> [Work instructions]: For the entries below, count the lines containing "vishalbhoj" and give only that number.

[Records excerpted from a collection]
PR #527, opened 2024-09-12
Add sysfs-interface-test

vishalbhoj:


mwasilew:
@vishalbhoj nice job!
I think it might be a good idea to allow users to select which tests to run on their platform. For example the test will always fail on platform without BT and not all boards have BT. Also not all kernels enable BT.

automated/linux/peripherals/sysfs-interface-test.yaml
```diff
@@ -0,0 +1,22 @@
+metadata:
+    format: Lava-Test Test Definition 1.0
+    name: module-tests
```
nareshkamboju, line 3: please change test
name: sysfs-interface-test

automated/linux/peripherals/sysfs-interface-test.yaml
```diff
@@ -0,0 +1,22 @@
...
+                 USB Gadget Framwork test
+    maintainer:
+        - anders.roxell@linaro.org
+    os:
+        - debian
+        - ubuntu
+        - openembedded
+    scope:
+        - functional
+    devices:
```
nareshkamboju, line 14: devices:
Please add known good LAVA connected devices which supports any of these test cases.

automated/linux/peripherals/sysfs-interface-test.sh
```diff
@@ -0,0 +1,204 @@
...
+        echo "Checking connected displays..."
+        xrandr_output=$(xrandr --listmonitors | grep 'Monitors')
+        if [ -n "$xrandr_output" ]; then
+            echo "Connected displays:"
+            xrandr --listmonitors | grep -v 'Monitors'
+        else
+            echo "No displays connected."
+        fi
+    else
+        echo "drm-sysfs-test fail" >> $RESULT_FILE
```
nareshkamboju, line 182: do we have any scope to skip test cases ?
When Kconfigs not enabled / device do not have these peripherals / interfaces we could skip those tests.

nareshkamboju (changes requested):
@vishalbhoj  Thanks taking your time in writing a new test cases.
I have a few minor comments.

vishalbhoj:
@mwasilew Thank you for the feedback. I was just experimenting on the testcase. I'll be closing the PR for now. I'll create a new one with once I have improved the testcase.

automated/linux/peripherals/sysfs-interface-test.sh
vishalbhoj: Thank you @nareshkamboju for the feedback. I'll close the PR for now. I'll open the PR again later once I have improved the implementation.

> [Task output]: 5